BEGIN Extracted information

PR #305, opened 2026-05-28
feat(entrypoints): add control-plane HTTP server sidecar (--control-port)

qywu:
## Summary

Adds an HTTP server sidecar that starts automatically alongside \`tokenspeed serve\` on \`main_port + 1\` (override with \`--control-port\`).

**Architecture:**
\`\`\`
Client  ──►  http_server  :8001
                ├─ /health, /get_server_info, /get_model_info,
                │  /health_check, /abort  ──►  gRPC engine (direct)
                └─ /generate, /v1/*, /flush_cache
                     ──►  smg gateway :8000 ──►  gRPC engine
\`\`\`

## Endpoints

| Method | Path | Backend |
|--------|------|---------|
| GET | \`/health\` | local (always 200) |
| GET | \`/get_server_info\` | gRPC direct |
| GET | \`/get_model_info\` | gRPC direct |
| GET | \`/health_check\` | gRPC direct |
| POST | \`/abort\` | gRPC direct |
| GET/POST | \`/generate\` | smg passthrough |
| POST | \`/v1/completions\` | smg passthrough (streaming supported) |
| POST | \`/v1/chat/completions\` | smg passthrough (streaming supported) |
| GET | \`/v1/models\` | smg passthrough |
| POST | \`/v1/messages\` | smg passthrough (Anthropic API) |
| POST | \`/v1/responses\` | smg passthrough (OpenAI Responses API) |
| POST | \`/flush_cache\` | smg passthrough |

## Usage

\`\`\`bash
# Auto-starts on port+1 (no flag needed)
tokenspeed serve --model <path> --port 8000
# → smg gateway on :8000, HTTP server on :8001

# Override control port
tokenspeed serve --model <path> --port 8000 --control-port 9000
\`\`\`

## Changes

- \`python/tokenspeed/runtime/entrypoints/http_server.py\` — FastAPI server with gRPC direct + smg passthrough
- \`python/tokenspeed/cli/_argsplit.py\` — \`--control-port\` orchestrator flag
- \`python/tokenspeed/cli/serve_smg.py\` — auto-start sidecar after smg ready, passing both \`gateway_url\` and \`engine_grpc_addr\`
- \`test/runtime/test_http_server.py\` — unit tests for \`/health\` and \`--control-port\` parsing

## Notes

- \`start_profile\` / \`stop_profile\` are not yet exposed (no gRPC method in the proto; sent over ZMQ internally)
- \`pause_generation\` / \`continue_generation\` will be added once PR #270 merges

PR #308, opened 2026-05-29
feat(entrypoints): add HTTP server sidecar alongside smg gateway

qywu:
## Summary

Adds an HTTP server that starts automatically with `tokenspeed serve` on `main_port + 1` (override with `--control-port`). It runs in a daemon thread alongside the smg gateway and gives engine control + generation a single HTTP surface.

Squashed replacement for #305 (single commit + comprehensive regression tests).

**Routing:**
```
Client ──► http_server :8001
             ├─ /get_server_info, /get_model_info, /health_check,
             │  /abort                        ──► gRPC engine (direct)
             └─ /health, /generate, /v1/completions, /v1/chat/completions,
                /v1/models, /v1/messages, /v1/responses, /flush_cache,
                /start_profile, /stop_profile ──► smg gateway ──► engine
```

## Usage

```bash
# Auto-starts on port+1, no flag needed
tokenspeed serve --model <path> --port 8000
# → smg gateway on :8000, HTTP sidecar on :8001

# Override the sidecar port
tokenspeed serve --model <path> --port 8000 --control-port 9000
```

## Endpoints

| Method | Path | Backend |
|--------|------|---------|
| GET | `/health` | smg passthrough (real engine health) |
| GET | `/get_server_info` | gRPC direct |
| GET | `/get_model_info` | gRPC direct |
| GET | `/health_check` | gRPC direct |
| POST | `/abort` | gRPC direct |
| GET/POST | `/generate` | smg passthrough |
| POST | `/v1/completions` | smg passthrough (streaming) |
| POST | `/v1/chat/completions` | smg passthrough (streaming) |
| GET | `/v1/models` | smg passthrough |
| POST | `/v1/messages` | smg passthrough (Anthropic API) |
| POST | `/v1/responses` | smg passthrough (OpenAI Responses API) |
| POST | `/flush_cache` | smg passthrough |
| GET/POST | `/start_profile`, `/stop_profile` | smg passthrough |

## Implementation notes

- **gRPC channel reuse** — direct calls share one lazily-created channel/stub; channels are expensive and must not be created per request (fd/socket leak).
- **gRPC error mapping** — engine RPC failures return a clean `503 {"error": "engine unavailable"}` instead of an unhandled 500.
- **Streaming session lifetime** — the upstream aiohttp session outlives the `StreamingResponse` and is closed in the stream generator's `finally`; closing it eagerly (e.g. `async with`) truncates the stream mid-flight.
- **Faithful non-streaming body** — relays the raw upstream bytes via `Response`; `JSONResponse(str)` would double-encode the already-serialized JSON.

## Tests

`test/runtime/test_http_server.py` — runs entirely on mocks (no engine/smg/GPU), 12 tests covering each of the above as regression guards:

- **Streaming** uses a deliberately *slow* mock (sleeps between chunks). The original fast mock buffered the whole body before the session closed and hid the bug — this one fails against the eager-close version and passes with the fix (verified by temporarily reverting).
- Non-streaming asserts the body is byte-faithful JSON (not a quoted string).
- gRPC stub identity (reuse), gRPC→503 mapping, plain-text `/health` passthrough, status-code relay, and `--control-port` parsing.

## Manual verification

Verified end-to-end against a live `tokenspeed serve` (Qwen2.5-0.5B):
- `:8001/health` → `OK` (proxied from smg)
- streaming `/v1/completions` → SSE tokens stream incrementally with `data: [DONE]`
- non-streaming `/v1/completions` → correct JSON, 200
- `/get_server_info`, `/get_model_info` (gRPC direct) → full JSON
- gRPC failure → clean 503


qywu:
Addressed in `b40dd34` (force-pushed after the reviewed commit `22a594c`): `_start_control_server` is now async and polls `uvicorn.Server.started` — it only reports `ts control server ready` once the socket is bound, and prints a WARNING (serving continues) if the port is in use or it times out. Added regression tests for both the ready-after-bind and port-in-use paths.

@codex review

qywu:
Addressed the streaming-cutoff P2: replaced `ClientTimeout(total=600)` with `ClientTimeout(total=None, sock_connect=30, sock_read=600)`. Dropping the wall-clock `total` cap means a long but actively-streaming generation is never aborted mid-flight; `sock_read` still bounds inactivity so a genuinely hung upstream is detected. Added a regression test asserting `total is None` with the connect/read bounds set.

python/tokenspeed/cli/serve_smg.py
```diff
@@ -393,6 +433,28 @@ async def run_smg(
...
+                f"ts control server ready on http://{user_host}:{control_port}\n"
+            )
+        else:
+            sys.stderr.write(
+                f"WARNING: ts control server failed to bind on "
+                f"http://{user_host}:{control_port} (port in use?); "
+                f"serving continues without it\n"
+            )
+        sys.stdout.flush()
+        sys.stderr.flush()
```
HJSang: are those two flush necessary?

python/tokenspeed/cli/serve_smg.py
```diff
@@ -281,6 +281,46 @@ def _gateway_args_with_defaults(gateway_args: list[str]) -> list[str]:
...
+        engine_grpc_addr=engine_grpc_addr,
+        host=host,
+        port=port,
+    )
+    thread = threading.Thread(target=server.run, daemon=True, name="ts-http-server")
+    thread.start()
+
+    # uvicorn sets `started = True` only after the socket is bound and serving.
+    loop = asyncio.get_running_loop()
+    deadline = loop.time() + timeout
```
HJSang: Add a logging for hong long until the server is ready?

python/tokenspeed/cli/serve_smg.py
qywu: stdout one yes — it's block-buffered when piped/redirected (normal deploy), and we block on asyncio.wait() right after, so without it the readiness line never hits the logs. Mirrors the `ts serve ready` flush above. stderr flush is redundant (stderr is line-buffered) — dropping it.

HJSang (approved):
LGTM with minor comments.

python/tokenspeed/cli/serve_smg.py
qywu: Good call — added `logger.info("control server bound in %.2fs", ...)` on the success path. Gives us signal when the bind is slow or creeping toward the 30s timeout (port contention / loaded host).

qywu:
> LGTM with minor comments.

thanks! I have addressed the comments and will merge after checks are passed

END Extracted information

Could you write out, exactly as they stand, only the lines above that begin at the line with "- **Faithful non-streaming" and stop after the line with "- **Streaming** uses"?

= Output of the task =
- **Faithful non-streaming body** — relays the raw upstream bytes via `Response`; `JSONResponse(str)` would double-encode the already-serialized JSON.

## Tests

`test/runtime/test_http_server.py` — runs entirely on mocks (no engine/smg/GPU), 12 tests covering each of the above as regression guards:

- **Streaming** uses a deliberately *slow* mock (sleeps between chunks). The original fast mock buffered the whole body before the session closed and hid the bug — this one fails against the eager-close version and passes with the fix (verified by temporarily reverting).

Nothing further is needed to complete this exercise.